*Exercise objective*
Return the count of lines in the following records that include "TransformedChoicesEntry", and nothing more.

*Provided entries*
PR #93, opened 2022-10-21
Core package organization, and renaming to `ReactPlayer`

### LINKED ISSUE #87: Simplify package layout for JS libraries
In large projects, managing the transitive Player libraries (binding, expression, etc) can be frustrating when `yarn` or `npm` chooses to pull in a different version. 

Moving to _just_ exposing `@player-ui/player` and `@player-ui/react` as the public facing packages (and bundling the rest of core) should help reduce that churn.

adierkens:
The majority of this PR merges most of the sub-packages inside the `core/` folder under the `core/player` package. Most of the API of the `core/player` remains unchanged (as many of these modules were exported under `@player-ui/player` anyway). 

The big motivation for reducing the number of transitive dependencies is to reduce the churn for updating versions. Many times the transitive dependencies don't get properly resolved/shared without manual editing of the lockfiles generated by `yarn`/`npm`. This should help to reduce that variability down to just `@player-ui/player` and `@player-ui/react`. 

This PR also does the same thing for `@player-ui/react`, which now includes the export for the `ReactAsset` component to render in the player tree. In order to avoid conflict w/ the `Asset` interface from `@player-ui/types`, the `Asset` component was renamed to `ReactAsset`, along with the entire `WebPlayer` to `ReactPlayer` to better describe it's platform dependence. `@player-ui/react` no longer requires the use of `react-dom` 

--- 
Fixes #87


sugarmanz:
I know I'm late to this PR, but it probably still makes sense to keep separate `BUILD` targets for the sub-modules to help maintain incremental build performance.

PR #96, opened 2022-10-26
Update documentation

KVSRoyal:
* Prevent infinite load of PlatformTabs. These were trying to use `router.isReady` which shouldn't be used outside of `useEffect` ([link](https://nextjs.org/docs/api-reference/next/router#router-object)). This causes a progress bar to appear until the user navigates to a different page and then navigates back (e.g. for the [Asset Provide Plugin](https://player-ui.github.io/latest/plugins/asset-provider)), so remove that.
* The validations objects link under the [Cross-field Validation section in Content/Assets & Views](https://player-ui.github.io/latest/content/assets-views#cross-field-validation) was broken. Add a link to a relevant validations page.
* Use reliable local images for the Player logo and single/simple flow example.
* Update the contributing documentation with the info I gathered while working on this so others don't need to.


hborawski:
@KVSRoyal when you get a chance, rebase against `main`, fork build should work after #97

docs/site/pages/content/assets-views.mdx
```diff
@@ -45,7 +45,7 @@ The `id` of the views are used in the navigation section to reference a specific
 
 ## Cross-field validation
 
-The other special property of a `view` vs. an `asset` is the addition of a `validation` property on the view. These contains [`validation` objects](../guides/validation) that are used for validations crossing multiple fields, and are ran on user navigation rather than data change.
+The other special property of a `view` vs. an `asset` is the addition of a `validation` property on the view. These contain [`validation` objects](../plugins/common-types#validations) that are used for validations crossing multiple fields, and are ran on user navigation rather than data change.
```
hborawski, line 48: i think this should be referencing https://github.com/player-ui/player/blob/main/docs/site/pages/content/schema.mdx#validation rather than validations from a plugin

CONTRIBUTING.md
```diff
@@ -8,9 +8,15 @@ For small bug-fixes, documentation updates, or other trivial changes, feel free
 
 If the changes are larger (API design, architecture, etc), [opening an issue](https://github.com/player-ui/player/issues/new/choose) can be helpful to reduce implementation churn as we hash out the design.
 
-## Building and Testing Locally
+## Requirements
+* [npm >= 8.19.2](https://docs.npmjs.com/downloading-and-installing-node-js-and-npm)
+* [yarn >= 1.22.19](https://yarnpkg.com/)
+* [Swift >= 5.2](https://www.swift.org/download/)
+* [Android NDK = 19.2.5345600](https://github.com/android/ndk/wiki/Unsupported-Downloads#r19c). You'll need to add `ANDROID_NDK_HOME` to your environment manually.
```
brocollie08, line 15: We might need to explicitly call out the incompatibility with NDK version >21

hborawski: do we need bazel 6.x to bump up the android ndk?

docs/site/pages/content/assets-views.mdx
KVSRoyal: It doesn't seem like I can do a relative link for this (`../content/schema#validation`). Is it fine if I use the full link: `https://github.com/player-ui/player/blob/main/docs/site/pages/content/schema.mdx#validation`?

CONTRIBUTING.md
KVSRoyal: How's this?

> * [Android NDK >= 19.2.5345600, <= 21](https://github.com/android/ndk/wiki/Unsupported-Downloads#r19c). Any version > 22 will not work, period. You'll need to add `ANDROID_NDK_HOME` to your environment manually.

brocollie08: I looked around, it looks like it's not supported yet.. there's [this](https://github.com/bazelbuild/bazel/pull/14077) PR but it's been up for a while and according to [this](https://github.com/bazelbuild/bazel/issues/12889) thread, that will no longer be the solution going forward, and there's supposed to be a `rules_android_ndk` that supports NDK r25. I don't know if that'll require bazel 6.x atm

docs/site/pages/content/assets-views.mdx
hborawski: can you just do `./schema#validation` since its also in the `content` folder?

KVSRoyal: Oh yeah, sorry. My bad. That also doesn't work.

CONTRIBUTING.md
brocollie08: https://github.com/ahumesky/rules_android_ndk
this specifically says version 25, so i'm assuming 22, 23, 24 don't work lol

hborawski (approved):

docs/site/components/mdx-components.tsx
```diff
@@ -101,10 +101,6 @@ const PlatformTabs = (props: React.PropsWithChildren<unknown>) => {
     CodeTabsNameMap.has(c.props.mdxType.toLowerCase())
   );
 
-  if (!router.isReady) {
```
KetanReddy, line 104: Good catch! I am trying to remember the reason for including this catch but it looks like its not needed anymore.

PR #98, opened 2022-10-27
Test PR: test bazelrc.local being populated from restricted context

hborawski:
same as #97 to make sure builds from the main repo work as intended


hborawski:
closed in #97

PR #105, opened 2022-11-28
Check path plugin in rust wasm

cleverjam:


plugins/check-path/core-rs/src/paths.rs
```diff
@@ -0,0 +1,84 @@
...
+}
+
+impl Paths {
+    pub fn new() -> Self {
+        Self {
+            store: Rc::new(RefCell::new(HashMap::new())),
+        }
+    }
+
+    pub fn parse(&self, data: JsValue) {
```
Brekcel, line 24: What's the point of this function? Why not inline traverse into it, or remove it and make traverse pub?

plugins/check-path/core-rs/src/paths.rs
```diff
@@ -0,0 +1,84 @@
...
+        value: &JsValue,
+        path: Vec<String>,
+    ) -> Option<Vec<(String, NodeValue, Vec<String>)>> {
+        if !value.is_object() {
+            return None;
+        }
+        let keys = Reflect::own_keys(&value).unwrap();
+        let len = keys.length();
+
+        let mut result = Vec::with_capacity(len as usize);
```
Brekcel, line 64: You can use `keys.iter()` to get a Rust iterator over the array, and then map the keys and return that iterator

plugins/check-path/core-rs/src/paths.rs
```diff
@@ -0,0 +1,84 @@
...
+            .unwrap()
+            .clone()
+    }
+
+    fn traverse(&self, root: JsValue) {
+        let path: Vec<String> = vec![];
+        let mut stack =
+            Paths::get_key_values(&root, path.clone()).expect("Couldn't read root node.");
+        while let Some((key, value, path)) = stack.pop() {
+            if let NodeValue::StringType(value) = value {
```
Brekcel, line 42: Use a match instead of multiple if lets

plugins/check-path/core-rs/src/paths.rs
```diff
@@ -0,0 +1,84 @@
...
+                object_path.push(key);
+                stack.append(Paths::get_key_values(&value, object_path).unwrap().as_mut());
+            }
+        }
+    }
+
+    fn get_key_values(
+        value: &JsValue,
+        path: Vec<String>,
+    ) -> Option<Vec<(String, NodeValue, Vec<String>)>> {
```
Brekcel, line 57:
```suggestion
    ) -> impl Iterator<Item=(String, NodeValue, Vec<String>)> {
```
Or something like this.

Then return the iterator instead of collecting it into a vec.

plugins/check-path/core-rs/src/paths.rs
```diff
@@ -0,0 +1,84 @@
...
+                let mut object_path = path.clone();
+                object_path.push(key);
+                stack.append(Paths::get_key_values(&value, object_path).unwrap().as_mut());
+            }
+        }
+    }
+
+    fn get_key_values(
+        value: &JsValue,
+        path: Vec<String>,
```
Brekcel, line 56:
```suggestion
        path: &[String],
```

plugins/check-path/core-rs/src/paths.rs
```diff
@@ -0,0 +1,84 @@
...
+
+    pub fn parse(&self, data: JsValue) {
+        self.traverse(data);
+    }
+
+    pub fn get(&self, key: &str) -> Vec<String> {
+        self.store
+            .borrow()
+            .get(key)
+            .or(Some(&vec!["".to_string()]))
```
Brekcel, line 32:
```
            .cloned()
            .unwrap_or_else(|| vec![String::new()])
```
and remove the clone at the end.
Does this need to return a vec with an empty string in it? Or is just an empty vec enough?

plugins/check-path/core-rs/src/paths.rs
```diff
@@ -0,0 +1,84 @@
...
+            .unwrap()
+            .clone()
```
Brekcel, line 34: Also look into [Ref::map](https://doc.rust-lang.org/std/cell/struct.Ref.html#method.map) to see if you can return a borrowed value instead of cloning

Brekcel (changes requested):

WORKSPACE
```diff
@@ -181,3 +181,57 @@ maven_install(
...
+load("@rules_rust//crate_universe:defs.bzl", "crate", "crates_repository", "splicing_config")
+
+
+crates_repository(
+    name = "crate_index",
+    cargo_lockfile = "//plugins/check-path/core-rs:Cargo.lock",
+    # `generator` is not necessary in official releases.
+    # See load statement for `cargo_bazel_bootstrap`.
+#    generator = "@cargo_bazel_bootstrap//:cargo-bazel",
+    manifests = ["//plugins/check-path/core-rs:Cargo.toml"],
```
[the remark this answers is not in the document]
cleverjam: I was thinking since we are wrapping the WASM binary in an NPM package for publishing the published version would only need to be in `package.json` and not in `Cargo.toml`. do we want to keep the `Cargo.toml` version up to date though, even though the crate won't be published? 

One option to avoid confusing manifests mismatched versions is to remove the `Cargo.toml` altogether and use a rust rule to define all the dependencies directly [Like this](https://github.com/bazelbuild/rules_rust/blob/main/examples/crate_universe/WORKSPACE.bazel#L218-L222)

plugins/check-path/core-rs/src/paths.rs
cleverjam: empty string is expected in the consuming code - JS tool does that

plugins/check-path/core-rs/src/paths.rs
cleverjam: If I understand the docs, at a quick glance (so probably not really getting it), I would have to wrap up the vector in an RefCell in order to get a `Ref<Vec<String>>` from ` self.key_paths.borrow().get(key).borrow()` ??

plugins/check-path/core-rs/src/paths.rs
cleverjam: just got rid of this function `get_key_values`, iterating through all keys here just to add to stack to iterate again was not the best approach.

plugins/check-path/core-rs/src/paths.rs
cleverjam: When I change the return type to a borrow of the `Vec<String>` I get the whole borrow of value owned in this function, I think I need some lifetime annotation or something here I think... idk yet, still lots to figure out in this file, but definitely will dig more into this.

cleverjam: I think I improved this significantly by wrapping the store hash map in a reference counter pointer `Rc`

plugins/check-path/core-rs/package.json
```diff
@@ -0,0 +1,11 @@
...
+  "name": "@player-ui/check-path-plugin-rs",
+  "main": "index.js",
+  "module": "index.js",
+  "dependencies": {
+    "@player-ui/asset-transform-plugin": "^0.3.0",
+    "@player-ui/check-path-plugin": "^0.3.0",
+    "@player-ui/make-flow": "^0.3.0",
+    "@player-ui/player": "^0.3.0"
+  }
+}
```
KetanReddy, line 11: These should probably be linked to the local packages similar to how they are pulled in for other inter-project dependencies.

cleverjam: good catch, will move these over to the `BUILD` file.

PR #117, opened 2023-01-03
Expose utils for expression LSP

adierkens:
## Release Notes
- Expose `parseExpression` from the expression parser
- Adds a `strict` flag to `parseExpression` that will (when disabled) attach any parsing errors to the top-level node instead of throwing

### DIFF
--- a/core/player/src/expressions/parser.ts
+++ b/core/player/src/expressions/parser.ts
@@ -797,6 +797,10 @@ export function parseExpression(
       args.push(node);
     }
 
+    if (charIndex !== termination) {
+      throwError(`Expected ${String.fromCharCode(termination)}`, index);
+    }
+
     return args;
   }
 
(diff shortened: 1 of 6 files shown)


core/player/src/expressions/parser.ts
```diff
@@ -899,37 +911,51 @@ export default function parseExpression(expr: string): ExpressionNode {
...
 
-  while (index < length) {
-    const chIndex = exprICode(index);
+  try {
+    while (index < length) {
+      const chIndex = exprICode(index);
+
+      // Expressions can be separated by semicolons, commas, or just inferred without any
+      // separators
+      if (chIndex === SEMCOL_CODE || chIndex === COMMA_CODE) {
```
KetanReddy, line 920: Would there be any worth to having the kind of characters that are ignored be configurable?

adierkens: That may make it pretty difficult to define a proper bnf grammar for expressions. But that might be worth considering as a future change

PR #123, opened 2023-01-19
dont try to push pod if its a canary release

hborawski:
Added a flag to track if the canary hook is called, rather than spend time polling when we know there will be no tag/release

<details>
  <summary>📦 Published PR as canary version: <code>0.3.1--canary.123.4401</code></summary>
  <br />

  Try this version out locally by upgrading relevant packages to 0.3.1--canary.123.4401
</details>

### DIFF
--- a/scripts/after-shipit-pod-push.js
+++ b/scripts/after-shipit-pod-push.js
@@ -24,10 +24,13 @@ class AfterShipItPodPush {
         while (!found && attempt < 10) {
           const { data } = await auto.git.github.repos.listReleases({owner: auto.config.owner, repo: auto.config.repo})
           const release = data.find(element => element.tag_name === newVersion)
-          const { data: releaseData } = await auto.git.github.repos.getRelease({owner: auto.config.owner, repo: auto.config.repo, release_id: release.id})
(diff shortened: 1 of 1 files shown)


scripts/after-shipit-pod-push.js
```diff
@@ -6,10 +6,17 @@ const { execSync } = require('child_process');
 class AfterShipItPodPush {
   name = 'after-shipit-pod-push';
 
+  wasCanary = false;
+
   apply(auto) {
+    auto.hooks.canary.tap(this.name, () => {
```
sugarmanz, line 12: This looks good to me. Only thought is if it would make sense just to early return if we `release` is `undefined` and log? Just trying to think if there are any other use cases where `afterShipIt` would be invoked but not have an actual release.

hborawski: AFAIK theres only 3 flows, release, prerelease and canary? and the first two we do have tags, so if we get the canary hook called, i can skip even hitting the release API since i know it wont have a tag

sugarmanz (approved):

PR #136, opened 2023-01-30
extend AnyType cases for other primitives

hborawski:
Extends `AnyType` for additional primitive data structures, numbers and booleans and arrays + dictionaries of numbers/bools


hborawski:
covering this in an upcoming PR

Issue #181, opened 2023-10-17
Core: New Reference Asset - Choice


hborawski:
To reduce the time it takes for new users to evaluate Player, we need to expand the reference asset set to incoporate more common user interaction patterns.

A `choice` asset represents a single selection choice, often displayed as radio buttons in a web context. This will allow users to test out more complex flows than just inputs + buttons.

## Requirements

`choice`

- A `choice` asset must have a `title` to give the user context on what choice they are making
  - The `title` should be an asset
- A `choice` asset can have an optional `note` to provide more detailed information about the selection
  - The `note` should be an asset
- A `choice` asset should update the value of a `binding` property supplied to it
- A `choice` asset should retrieve `validation` information for its binding, and expose that for all rendering platforms to display
- A `choice` asset will have an array of `choices`
  - Each entry in `choices` will not be an asset, as the `choice` assets per platform will need direct control over the layout
  - Each entry must have a `value` that is set to the `binding` when the option is selected
    - The `value` should be a primitive
  - Each entry must have a `label` that describes what value is being selected
    - The `label` should be an asset

## Execution

1. Create a new `choice` asset in the [core reference assets](https://github.com/player-ui/player/tree/main/plugins/reference-assets/core/src/assets) and add types for the authored content, and the transformed content.
2. Create a transform for this `choice` asset
   1. The transform should use the `binding` and provide functions on the transformed type to make it simple for the rendering platform to select an option, similar to `run` in the `action` asset
   2. The transform should populate a property on each choice to indicate its selection status
   3. `validation` to be populated from the binding/schema information
      1. `validation` is not a content authored field
3. Add mocks to the [mocks package](https://github.com/player-ui/player/tree/main/plugins/reference-assets/mocks) to exercise required and optional fields, to ease unit testing, and implementations for rendering
4. Add the [DSL Component](https://github.com/player-ui/player/blob/main/plugins/reference-assets/components/src/index.tsx) for `choice` to allow programmatic content authoring
   1. [DSL Docs](https://player-ui.github.io/latest/tools/dsl)
   2. Add [unit test](https://github.com/player-ui/player/blob/main/plugins/reference-assets/components/src/index.test.tsx) to verify JSON conversion of the DSL component
5. 
   Add unit tests for the transform
   1. Verify selecting options
   2. Verify validation information being populated

LeonDong02:
Hey, can I take on this task?

PR #185, opened 2023-10-17
Core: New Reference Asset - Choice

LeonDong02:
### What changed?

Added core support for the new reference asset - choice.

(From [issue](https://github.com/player-ui/player/issues/181)) "A choice asset represents a single selection choice, often displayed as radio buttons in a web context. This will allow users to test out more complex flows than just inputs + buttons."

### Todo

- Unit tests for transform (verify selecting options, verify validation information being populated)
- Confirm json result in DSL tests (auto generated id names)
- Fix DSL for entries

### Change Type (required)

- [x] `patch`
- [ ] `minor`
- [ ] `major`


plugins/reference-assets/core/src/assets/choice/types.ts
```diff
@@ -0,0 +1,49 @@
...
+  choices: Array<ChoicesEntry>
+
+  /** Optional additional data */
+  metaData?: {
+    /** Additional data to beacon when this input changes */
+    beacon?: BeaconDataType;
+  };
+}
+
+type ChoicesEntry<AnyTextAsset extends Asset = Asset> = {
```
hborawski, line 29: you will need a transformed version of this as well, to populate a property indicating whether or not it is currently selected

plugins/reference-assets/core/src/assets/choice/types.ts
```diff
@@ -0,0 +1,49 @@
...
+
+type ValueType = string | undefined;
+
+/** A stateful instance of an action */
+export interface TransformedChoice extends ChoiceAsset {
+  /** A function to commit the new value to the data-model */
+  set: (choiceValue: ValueType) => void;
+
+  /** The current value of the input from the data-model */
+  value: ValueType;
```
hborawski, line 45: The choice asset itself does not need to have a `value` associated with it, this looks like carryover from the `input` transform?

LeonDong02: Yea 😅, forgot that there's no value to show in the choice asset itself.

plugins/reference-assets/core/src/assets/choice/transform.ts
```diff
@@ -0,0 +1,33 @@
...
+/**
+ * Choice asset transform
+ */
+export const choiceTransform: TransformFunction<ChoiceAsset, TransformedChoice> = (
+  asset,
+  options
+) => {
+  return {
+    ...asset,
+    set(val) {
```
hborawski, line 14: we don't need a `set` function for the whole choice itself, if the binding was updating from another expression, this would not get called, and the selection state would not update.


each individual `ChoiceEntry` should have a `select` function that sets its value into the data model for the binding

```typescript
const currentValue = options.data.model.get(binding)
const transformedChoices = asset.choices.map(choiceEntry => {
  return {
    ...choiceEntry,
    selected: choiceEntry.value === currentValue,
    select: () => {
        options.data.model.set([asset.binding, choiceEntry.value])
    }
  }
})

return {
  ...asset,
  choices: transformedChoices,
  // other properties like validation
}
```

plugins/reference-assets/core/src/assets/choice/choices-entry/transform.ts
```diff
@@ -0,0 +1,17 @@
+import type { ChoicesEntry, TransformedChoicesEntry } from './types';
+
+/**
+ * Choice asset transform
+ */
+export const choicesEntryTransform: (entry: ChoicesEntry) => TransformedChoicesEntry = (
```
hborawski, line 6: I don't think this is needed, and can be handled in the main transform, to ensure proper scope to capture the `binding` for adding the `select` function, and `selected` property

plugins/reference-assets/core/src/assets/choice/transform.ts
```diff
@@ -0,0 +1,33 @@
...
+import { choicesEntryTransform } from './choices-entry'
+
+/**
+ * Choice asset transform
+ */
+export const choiceTransform: TransformFunction<ChoiceAsset, TransformedChoice> = (
+  asset,
+  options
+) => {
+  return {
```
hborawski, line 12: It seems like you're limiting your options by trying to keep this transform to a single `return` statement

plugins/reference-assets/core/src/assets/choice/transform.ts
```diff
@@ -0,0 +1,33 @@
...
+          entry.set(false);
+        }
+      });
+      return options.data.model.set([[asset.binding, val]]);
+    },
+    validation:
+      asset.binding === undefined
+        ? undefined
+        : options.validation?.get(asset.binding, { track: true }),
+    transformedChoices: asset.choices.map(choicesEntryTransform)
```
hborawski, line 31: we should be transforming the `choices`, not providing a new `transformedChoices`

hborawski (changes requested):

plugins/reference-assets/core/src/assets/choice/transform.ts
LeonDong02: Just curious how this would work since I would still need to set the previously selected value as not selected, or is there a hook that updates all the selected values to choiceEntry.value === currentValue when the binding is set to a new value?

hborawski: you are never setting the selected value as not selected in this scenario, it would always use the data model as the source of truth, setting the value of the binding to a new value will rerender and the transform will run again and `selected` will be populated based on the new value in the data model

Issue #163, opened 2023-09-29
Android: Add footer to info reference asset


hborawski:
Depends on #161 

To better model some real world scenarios, the `info` asset should be able to render content below the `actions`.

Render the `footer` for  the [Android reference asset](https://github.com/player-ui/player/blob/main/plugins/reference-assets/android/src/main/java/com/intuit/player/android/reference/assets/info/Info.kt)

sugarmanz:
Closing as was done in #398

PR #196, opened 2023-10-19
add footer to android info asset

mashrurc-alt:
This PR addresses https://github.com/player-ui/player/issues/163


plugins/reference-assets/android/src/main/res/layout/info.xml
```diff
@@ -33,4 +33,15 @@
         app:layout_constraintStart_toStartOf="parent"
         app:layout_constraintTop_toBottomOf="@+id/info_primary_info" />
 
+    <LinearLayout
```
brocollie08, line 36: is there a reason for the choice of `LinearLayout` here? It looks like we only handle `footer` as a singular asset

brocollie08:
Could you please add to the tests for this asset

sugarmanz:
Closing, was done in #398

PR #197, opened 2023-10-20
Core Image Reference Asset 

### LINKED ISSUE #186: Core: New Reference Asset - Image
An image asset should be added as a reference asset that will allow users to upload relevant images to complement or enhance text. An image asset should be able to have an optional placeholder tag and an optional caption incase users want to provide text with that image.

## Requirements

- An image asset should have a metaData,  

> - Which should include a ref to the image . 

> - As well as an optional accessibility , which will be a string for accessibility support.

- An image asset should have an optional placeholder text.

> - The placeholder is a string

- An image asset should have an optional caption text, if a caption needs to be displayed along with the image. 

> - This caption should be an asset

 
At its simplest case, this JSON should render an image
```
    {
      "id": "image-1",
      "type": "image",
      "metaData": {
        "ref": "https://player-ui.github.io/latest/logo/logo-dark-large.png"
      }
    }
``` 

## Execution:
Create a new Image asset in the [core reference assets](https://github.com/player-ui/player/tree/main/plugins/reference-assets/core/src/assets) .
Add mocks to the [mocks](https://github.com/player-ui/player/tree/main/plugins/reference-assets/mocks) package to show the optional fields and show all implementations for rendering.

aarianasingh:
Fixes #186 
Created an Image reference asset (core and React).

### Change Type (required)

- [ ] `patch`
- [x] `minor`
- [ ] `major`


plugins/reference-assets/core/src/assets/image/transform.ts
```diff
@@ -0,0 +1,32 @@
...
+
+/**
+ * Sets the Image's placeholder and accessibilty
+ */
+export const imageTransform: TransformFunction<ImageAsset, TransformedImage> = (
+  props
+) => {
+  const altText = getImageAlt(props);
+
+  let newImage = {
```
hborawski, line 26: this can be `const` since it does not get mutated

hborawski (changes requested):
Looks like the lint is failing, you should be able to run:
```sh
bazel test //plugins/reference-assets/core:@player-ui/reference-assets-plugin-lint
```
to reproduce

hborawski (approved):

PR #201, opened 2023-10-24
Add user info to assetViewModel (Breaking Change)

nancywu1:
Model can now access the userInfo which can contain information set by the user usually through the plugins (SwiftUIPendingTransactionPlugin, SwiftUIBeaconContextPlugin) which will come later in OSS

*Response*
2